Task description: Look through the data and write out every line with the word "calls" in it.

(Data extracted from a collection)
=== Begin Enclosure ===

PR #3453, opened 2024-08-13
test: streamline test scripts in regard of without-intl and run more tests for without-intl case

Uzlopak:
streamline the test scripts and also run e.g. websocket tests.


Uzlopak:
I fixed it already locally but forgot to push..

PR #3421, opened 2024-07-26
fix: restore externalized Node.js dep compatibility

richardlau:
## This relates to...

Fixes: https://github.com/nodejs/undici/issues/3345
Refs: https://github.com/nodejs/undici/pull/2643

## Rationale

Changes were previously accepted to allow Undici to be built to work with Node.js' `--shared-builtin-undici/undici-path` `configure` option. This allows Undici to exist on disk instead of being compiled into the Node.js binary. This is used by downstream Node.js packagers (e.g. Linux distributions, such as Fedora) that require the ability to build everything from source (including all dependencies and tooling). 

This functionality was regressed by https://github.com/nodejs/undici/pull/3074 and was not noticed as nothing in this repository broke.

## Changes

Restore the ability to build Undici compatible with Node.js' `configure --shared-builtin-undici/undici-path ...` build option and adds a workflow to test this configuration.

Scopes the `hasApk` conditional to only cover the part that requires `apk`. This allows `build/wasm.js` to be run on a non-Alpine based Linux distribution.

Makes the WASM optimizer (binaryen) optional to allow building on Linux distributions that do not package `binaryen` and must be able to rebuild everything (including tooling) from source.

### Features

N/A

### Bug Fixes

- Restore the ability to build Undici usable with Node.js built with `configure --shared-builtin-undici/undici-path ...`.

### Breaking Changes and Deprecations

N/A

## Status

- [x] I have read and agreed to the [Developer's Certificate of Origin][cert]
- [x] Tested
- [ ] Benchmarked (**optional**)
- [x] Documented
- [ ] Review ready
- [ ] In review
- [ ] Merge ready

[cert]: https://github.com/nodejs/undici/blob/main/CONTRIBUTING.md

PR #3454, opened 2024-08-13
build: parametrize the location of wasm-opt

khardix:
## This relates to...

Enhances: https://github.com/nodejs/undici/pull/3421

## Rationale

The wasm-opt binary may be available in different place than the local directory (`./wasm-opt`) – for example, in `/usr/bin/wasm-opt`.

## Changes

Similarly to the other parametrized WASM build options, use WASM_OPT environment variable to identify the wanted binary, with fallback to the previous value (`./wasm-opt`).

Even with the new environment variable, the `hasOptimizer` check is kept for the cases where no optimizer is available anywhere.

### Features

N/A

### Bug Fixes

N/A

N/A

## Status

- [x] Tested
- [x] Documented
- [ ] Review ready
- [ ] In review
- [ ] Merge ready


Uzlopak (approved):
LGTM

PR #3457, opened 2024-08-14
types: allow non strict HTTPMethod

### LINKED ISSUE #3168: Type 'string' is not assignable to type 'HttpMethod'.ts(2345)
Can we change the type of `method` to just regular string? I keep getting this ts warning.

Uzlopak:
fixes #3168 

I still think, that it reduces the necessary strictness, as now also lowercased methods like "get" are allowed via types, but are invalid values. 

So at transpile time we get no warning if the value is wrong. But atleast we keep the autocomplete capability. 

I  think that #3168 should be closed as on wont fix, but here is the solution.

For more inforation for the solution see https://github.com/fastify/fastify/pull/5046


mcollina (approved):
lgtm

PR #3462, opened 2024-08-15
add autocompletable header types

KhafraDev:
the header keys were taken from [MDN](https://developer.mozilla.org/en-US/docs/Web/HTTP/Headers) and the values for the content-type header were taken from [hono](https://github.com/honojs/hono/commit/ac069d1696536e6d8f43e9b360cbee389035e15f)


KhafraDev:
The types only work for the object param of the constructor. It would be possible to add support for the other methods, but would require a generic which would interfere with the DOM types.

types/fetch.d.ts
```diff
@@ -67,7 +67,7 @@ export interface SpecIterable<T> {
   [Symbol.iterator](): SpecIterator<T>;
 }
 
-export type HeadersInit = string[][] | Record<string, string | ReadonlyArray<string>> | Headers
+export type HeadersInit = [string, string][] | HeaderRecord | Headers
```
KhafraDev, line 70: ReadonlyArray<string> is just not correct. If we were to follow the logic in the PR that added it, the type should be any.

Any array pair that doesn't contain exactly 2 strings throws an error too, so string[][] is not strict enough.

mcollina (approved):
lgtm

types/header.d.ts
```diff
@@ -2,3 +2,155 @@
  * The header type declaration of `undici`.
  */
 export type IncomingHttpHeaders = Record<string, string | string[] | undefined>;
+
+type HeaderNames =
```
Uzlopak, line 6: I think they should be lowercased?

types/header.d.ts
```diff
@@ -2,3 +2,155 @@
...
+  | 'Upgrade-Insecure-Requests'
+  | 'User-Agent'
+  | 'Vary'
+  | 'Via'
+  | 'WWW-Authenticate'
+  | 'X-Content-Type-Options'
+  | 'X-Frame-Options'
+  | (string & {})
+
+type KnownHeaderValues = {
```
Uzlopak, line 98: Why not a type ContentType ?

=== End Enclosure ===
=== Begin Enclosure ===

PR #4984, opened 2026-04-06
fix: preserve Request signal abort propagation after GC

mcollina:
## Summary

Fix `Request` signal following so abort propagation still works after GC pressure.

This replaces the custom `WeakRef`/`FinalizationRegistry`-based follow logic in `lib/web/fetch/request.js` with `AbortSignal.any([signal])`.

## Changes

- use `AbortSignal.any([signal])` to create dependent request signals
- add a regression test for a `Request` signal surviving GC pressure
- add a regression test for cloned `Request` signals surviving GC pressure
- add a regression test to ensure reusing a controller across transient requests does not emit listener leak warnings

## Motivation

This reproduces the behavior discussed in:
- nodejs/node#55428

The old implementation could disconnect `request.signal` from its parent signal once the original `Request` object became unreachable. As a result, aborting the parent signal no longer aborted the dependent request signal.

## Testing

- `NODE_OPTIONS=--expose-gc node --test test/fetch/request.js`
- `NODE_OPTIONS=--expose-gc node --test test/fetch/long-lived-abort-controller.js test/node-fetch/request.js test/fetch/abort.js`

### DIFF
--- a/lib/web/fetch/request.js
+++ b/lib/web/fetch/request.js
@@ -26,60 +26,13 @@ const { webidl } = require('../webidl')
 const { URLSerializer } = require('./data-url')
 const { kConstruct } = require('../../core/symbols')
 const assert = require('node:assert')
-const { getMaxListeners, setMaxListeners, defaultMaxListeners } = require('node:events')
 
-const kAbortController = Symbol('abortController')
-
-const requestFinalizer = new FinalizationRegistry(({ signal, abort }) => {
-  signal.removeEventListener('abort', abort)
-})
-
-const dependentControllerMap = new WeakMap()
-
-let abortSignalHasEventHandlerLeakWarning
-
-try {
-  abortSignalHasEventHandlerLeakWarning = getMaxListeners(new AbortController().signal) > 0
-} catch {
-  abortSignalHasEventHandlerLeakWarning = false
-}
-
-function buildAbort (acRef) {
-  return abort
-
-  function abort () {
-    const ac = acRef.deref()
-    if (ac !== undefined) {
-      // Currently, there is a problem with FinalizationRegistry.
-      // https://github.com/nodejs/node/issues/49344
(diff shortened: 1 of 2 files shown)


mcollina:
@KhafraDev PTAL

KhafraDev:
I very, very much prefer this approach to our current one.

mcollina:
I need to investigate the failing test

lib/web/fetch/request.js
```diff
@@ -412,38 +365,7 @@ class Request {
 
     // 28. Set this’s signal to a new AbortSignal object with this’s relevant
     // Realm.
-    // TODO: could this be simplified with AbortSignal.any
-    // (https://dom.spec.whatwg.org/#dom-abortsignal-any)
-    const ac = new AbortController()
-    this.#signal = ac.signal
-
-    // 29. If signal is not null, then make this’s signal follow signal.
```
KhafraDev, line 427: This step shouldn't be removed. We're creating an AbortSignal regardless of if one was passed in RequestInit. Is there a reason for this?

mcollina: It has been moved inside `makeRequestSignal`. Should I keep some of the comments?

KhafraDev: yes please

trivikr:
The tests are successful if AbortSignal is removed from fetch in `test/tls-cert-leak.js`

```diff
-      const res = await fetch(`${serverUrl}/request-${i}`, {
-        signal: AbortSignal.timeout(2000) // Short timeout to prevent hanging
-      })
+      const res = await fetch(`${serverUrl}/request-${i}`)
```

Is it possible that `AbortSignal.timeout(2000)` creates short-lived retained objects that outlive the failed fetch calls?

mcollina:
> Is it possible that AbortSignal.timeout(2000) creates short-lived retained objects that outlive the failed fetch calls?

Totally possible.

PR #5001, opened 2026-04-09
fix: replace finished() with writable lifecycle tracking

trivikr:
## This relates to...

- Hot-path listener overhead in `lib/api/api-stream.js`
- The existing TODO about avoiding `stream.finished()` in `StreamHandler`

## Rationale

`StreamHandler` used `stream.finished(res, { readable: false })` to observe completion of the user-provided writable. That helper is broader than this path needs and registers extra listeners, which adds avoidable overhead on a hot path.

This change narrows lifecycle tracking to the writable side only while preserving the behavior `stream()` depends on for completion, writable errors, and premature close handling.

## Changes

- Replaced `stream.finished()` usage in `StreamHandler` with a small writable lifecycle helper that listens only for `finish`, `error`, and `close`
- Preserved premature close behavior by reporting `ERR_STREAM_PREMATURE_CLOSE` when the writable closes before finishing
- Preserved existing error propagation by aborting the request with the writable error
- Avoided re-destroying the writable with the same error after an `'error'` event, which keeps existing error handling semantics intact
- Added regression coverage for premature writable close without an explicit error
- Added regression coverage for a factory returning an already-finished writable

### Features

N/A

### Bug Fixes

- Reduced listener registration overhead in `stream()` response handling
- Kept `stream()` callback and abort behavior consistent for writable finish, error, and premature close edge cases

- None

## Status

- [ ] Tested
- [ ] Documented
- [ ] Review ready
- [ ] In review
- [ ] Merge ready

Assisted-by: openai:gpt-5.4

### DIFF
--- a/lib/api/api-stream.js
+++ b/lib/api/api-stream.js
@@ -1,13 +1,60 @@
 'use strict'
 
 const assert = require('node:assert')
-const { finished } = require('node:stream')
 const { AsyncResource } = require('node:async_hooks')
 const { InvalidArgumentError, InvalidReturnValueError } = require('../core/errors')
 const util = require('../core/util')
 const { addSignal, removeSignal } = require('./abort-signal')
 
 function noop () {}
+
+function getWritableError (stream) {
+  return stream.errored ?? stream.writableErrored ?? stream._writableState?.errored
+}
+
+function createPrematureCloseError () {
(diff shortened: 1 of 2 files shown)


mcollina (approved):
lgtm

=== End Enclosure ===
=== Begin Enclosure ===

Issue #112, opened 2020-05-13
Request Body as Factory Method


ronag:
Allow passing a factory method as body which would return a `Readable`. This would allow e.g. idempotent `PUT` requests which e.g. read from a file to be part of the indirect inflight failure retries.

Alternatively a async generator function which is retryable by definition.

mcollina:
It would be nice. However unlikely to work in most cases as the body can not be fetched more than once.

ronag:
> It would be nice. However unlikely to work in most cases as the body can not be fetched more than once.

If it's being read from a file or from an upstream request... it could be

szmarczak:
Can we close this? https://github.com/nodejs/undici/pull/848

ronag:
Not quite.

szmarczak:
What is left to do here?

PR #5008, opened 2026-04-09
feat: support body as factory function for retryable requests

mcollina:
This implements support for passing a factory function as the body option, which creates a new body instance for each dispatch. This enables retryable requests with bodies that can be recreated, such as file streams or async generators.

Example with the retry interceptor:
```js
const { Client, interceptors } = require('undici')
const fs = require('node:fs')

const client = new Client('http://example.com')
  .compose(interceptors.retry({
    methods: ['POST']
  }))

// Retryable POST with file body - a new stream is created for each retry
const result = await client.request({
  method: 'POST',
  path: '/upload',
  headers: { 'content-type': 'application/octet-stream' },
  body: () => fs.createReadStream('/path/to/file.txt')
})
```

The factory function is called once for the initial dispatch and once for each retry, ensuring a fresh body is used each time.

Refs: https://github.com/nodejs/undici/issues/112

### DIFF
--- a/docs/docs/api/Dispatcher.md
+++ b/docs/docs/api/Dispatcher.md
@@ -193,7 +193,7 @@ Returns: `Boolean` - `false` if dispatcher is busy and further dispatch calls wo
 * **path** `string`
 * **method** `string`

=== End Enclosure ===

Response for this exercise:
Is it possible that `AbortSignal.timeout(2000)` creates short-lived retained objects that outlive the failed fetch calls?
> Is it possible that AbortSignal.timeout(2000) creates short-lived retained objects that outlive the failed fetch calls?
@@ -193,7 +193,7 @@ Returns: `Boolean` - `false` if dispatcher is busy and further dispatch calls wo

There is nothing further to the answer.